학술논문

Saliency-Guided Transformer Network combined with Local Embedding for No-Reference Image Quality Assessment
Document Type
Conference
Source
2021 IEEE/CVF International Conference on Computer Vision Workshops (ICCVW) ICCVW Computer Vision Workshops (ICCVW), 2021 IEEE/CVF International Conference on. :1953-1962 Oct, 2021
Subject
Computing and Processing
Image quality
Adaptation models
Visualization
Image resolution
Machine vision
Predictive models
Transformers
Language
ISSN
2473-9944
Abstract
No-Reference Image Quality Assessment (NR-IQA) methods based on Vision Transformer have recently drawn much attention for their superior performance. Unfortunately, being a crude combination of NR-IQA and Transformer, they can hardly take the advantage of their strengths. In this paper, we propose a novel Saliency-Guided Transformer Network combined with Local Embedding (TranSLA) for No-Reference Image Quality Assessment. Our TranSLA integrates different-level information for a robust representation.

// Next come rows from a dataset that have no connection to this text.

PR #3402, opened 2020-04-27
[NP-972] - Add strategizerDisabled Property To FObjectView

nanopay-arthur:
Refs: https://nanopay.atlassian.net/browse/NP-972
#TimeSpent: 4h

### DIFF
--- a/src/foam/u2/view/FObjectView.js
+++ b/src/foam/u2/view/FObjectView.js
@@ -79,6 +79,12 @@ foam.CLASS({
         model in the 'of' property. The user can choose to create an instance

Existed researches have shown that the human vision system concentrates more on the Region-of-interest (RoI) when assessing the image quality. Thus we combine saliency prediction with Transformer to guide the model highlight the RoI when aggregating the global information. Besides, we import local embedding for Transformer with gradient map. Since the gradient map focuses on extracting structured feature in detail, it can be used as a supplement to offer local information for Transformer. Then, the local and non-local information can be utilized. Moreover, to accelerate the aggregation of information from all tokens, we introduce a Boosting Interaction Module (BIM) to enhance feature aggregation. BIM forces patch tokens to interact better with class tokens at all levels. Experiments on two large-scale NR-IQA benchmarks demonstrate that our method significantly outperforms the state-of-the-art.